EXERCISE AIM: This exercise calls for copying every line below that holds the word "limit".
BEGIN SOURCE MATERIAL
PR #516, opened 2026-07-02
[codex] Speed up pending instruction checks

yochze:
## Summary

This speeds up the instruction pending-change path that was making `/agents` and instruction routes slow.

Changes:
- skip inherited build snapshot rows whose proposed instruction version is identical to the base build version before doing text diff work
- add an equality fast path in `compute_hunks()` so identical strings never enter `difflib.SequenceMatcher`
- reuse the live pending id set inside one instruction-list request instead of recomputing it while filtering and decorating rows

## Root Cause

Pending builds snapshot all instructions, so most `BuildContent` rows are carry-over rows rather than real edits. The previous code still ran word-level hunks over those rows, including many identical strings. With whitespace tokenization and `SequenceMatcher(autojunk=False)`, identical large texts were surprisingly expensive and amplified across build snapshots.

## Validation

- `python3 -m py_compile backend/app/services/text_hunks.py backend/app/services/instruction_service.py`
- hot-patched the running `bow-app` container, compiled inside `/opt/venv`, restarted, and confirmed Docker health returned healthy
- production probes after patch:
  - `/api/instructions/counts`: ~0.69-0.72s
  - `/api/instructions?limit=50`: ~0.71s TTFB, ~1.02s total
  - `/api/instructions?limit=50&pending_only=true`: ~0.69s TTFB, ~0.84s total
  - `/api/instructions/pending-changes`: ~0.63-0.66s

For comparison, the slow path before the fix spent ~2.43s in Python diffing for the pending sweep on this dataset, and list/pending routes were previously several seconds.


yochze:
Closing this draft because its head branch picked up unrelated commits after creation. Replaced by #517, which contains only the pending-instruction speedup.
END SOURCE MATERIAL
ANSWER SPACE:
  - `/api/instructions?limit=50`: ~0.71s TTFB, ~1.02s total
  - `/api/instructions?limit=50&pending_only=true`: ~0.69s TTFB, ~0.84s total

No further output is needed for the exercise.